*Supplied records*.
- - - - - - -

PR #5876, opened 2025-03-06
Subgraph Composition: Option to force rpc to fetch block ptrs

incrypto32:
Composable subgraphs need to fetch block ptrs to handle reorgs, when its not in the cache graph-node uses firehose endpoint to fetch the block using a `SingleBlockRequest` but this is currently slower than RPC.
This PR
- Adds an option to force using RPC to fetch block ptrs when an RPC endpoint is available
- Parralize fetching blocks when using firehose
- Added some refactoring in `FirehoseEndpoints` code

### DIFF
--- a/chain/ethereum/src/env.rs
+++ b/chain/ethereum/src/env.rs
@@ -91,7 +91,7 @@ pub struct EnvVars {
     /// This is a comma separated list of chain ids for which the gas field will not be set
     /// when calling `eth_call`.
     pub eth_call_no_gas: Vec<String>,
-    /// Set by the flag `GRAPH_ETHEREUM_FORCE_RPC_FOR_BLOCK_PTRS`. Off by default.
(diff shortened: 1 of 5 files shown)


chain/ethereum/src/env.rs
```diff
@@ -192,4 +197,6 @@ struct Inner {
     genesis_block_number: u64,
     #[envconfig(from = "GRAPH_ETH_CALL_NO_GAS", default = "421613,421614")]
     eth_call_no_gas: String,
+    #[envconfig(from = "GRAPH_ETHEREUM_FORCE_RPC_FOR_BLOCK_PTRS", default = "true")]
```
mangas, line 200: The docs say this should be off by default

incrypto32: Ah thats a mistake in the docs, updated it

Issue #5892, opened 2025-03-16
[Bug] Incorrect version label on graph-node logs


jhjhjh94:
### Bug report

Incorrect version label on graph-node logs during initialization

Graph node version 0.36.1 shows `Mar 12 10:55:09.833 INFO Graph Node version: 0.36.0 (2025-01-28)`
Graph node version 0.37.0 shows `Mar 12 10:58:35.250 INFO Graph Node version: 0.36.0 (2025-03-06)`

### Relevant log output

```Shell

```

### Some information to help us out

- [x] Tick this box if this bug is caused by a regression found in the latest release.
- [ ] Tick this box if this bug is specific to the hosted service.
- [x] I have searched the issue tracker to make sure this issue is not a duplicate.

### OS information

None

fordN:
Do you know if this is this resolved? @DaMandal0rian

PR #5896, opened 2025-03-18
Fix: graphnode version for 0.37.x

DaMandal0rian:
This should fix the graphnode version [bug](https://github.com/graphprotocol/graph-node/issues/5892) in the next release.


lutter:
It looks like this inadvertently downgrades `base64` from 0.22.1 to 0.13.1. Can you regenerate `Cargo.lock` so that CI passes?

- - - - - - -

*Exercise*. Copy out all of the material, word for word.

*Response to this exercise*.
PR #5876, opened 2025-03-06
Subgraph Composition: Option to force rpc to fetch block ptrs

incrypto32:
Composable subgraphs need to fetch block ptrs to handle reorgs, when its not in the cache graph-node uses firehose endpoint to fetch the block using a `SingleBlockRequest` but this is currently slower than RPC.
This PR
- Adds an option to force using RPC to fetch block ptrs when an RPC endpoint is available
- Parralize fetching blocks when using firehose
- Added some refactoring in `FirehoseEndpoints` code

### DIFF
--- a/chain/ethereum/src/env.rs
+++ b/chain/ethereum/src/env.rs
@@ -91,7 +91,7 @@ pub struct EnvVars {
     /// This is a comma separated list of chain ids for which the gas field will not be set
     /// when calling `eth_call`.
     pub eth_call_no_gas: Vec<String>,
-    /// Set by the flag `GRAPH_ETHEREUM_FORCE_RPC_FOR_BLOCK_PTRS`. Off by default.
(diff shortened: 1 of 5 files shown)


chain/ethereum/src/env.rs
```diff
@@ -192,4 +197,6 @@ struct Inner {
     genesis_block_number: u64,
     #[envconfig(from = "GRAPH_ETH_CALL_NO_GAS", default = "421613,421614")]
     eth_call_no_gas: String,
+    #[envconfig(from = "GRAPH_ETHEREUM_FORCE_RPC_FOR_BLOCK_PTRS", default = "true")]
```
mangas, line 200: The docs say this should be off by default

incrypto32: Ah thats a mistake in the docs, updated it

Issue #5892, opened 2025-03-16
[Bug] Incorrect version label on graph-node logs


jhjhjh94:
### Bug report

Incorrect version label on graph-node logs during initialization

Graph node version 0.36.1 shows `Mar 12 10:55:09.833 INFO Graph Node version: 0.36.0 (2025-01-28)`
Graph node version 0.37.0 shows `Mar 12 10:58:35.250 INFO Graph Node version: 0.36.0 (2025-03-06)`

### Relevant log output

```Shell

```

### Some information to help us out

- [x] Tick this box if this bug is caused by a regression found in the latest release.
- [ ] Tick this box if this bug is specific to the hosted service.
- [x] I have searched the issue tracker to make sure this issue is not a duplicate.

### OS information

None

fordN:
Do you know if this is this resolved? @DaMandal0rian

PR #5896, opened 2025-03-18
Fix: graphnode version for 0.37.x

DaMandal0rian:
This should fix the graphnode version [bug](https://github.com/graphprotocol/graph-node/issues/5892) in the next release.


lutter:
It looks like this inadvertently downgrades `base64` from 0.22.1 to 0.13.1. Can you regenerate `Cargo.lock` so that CI passes?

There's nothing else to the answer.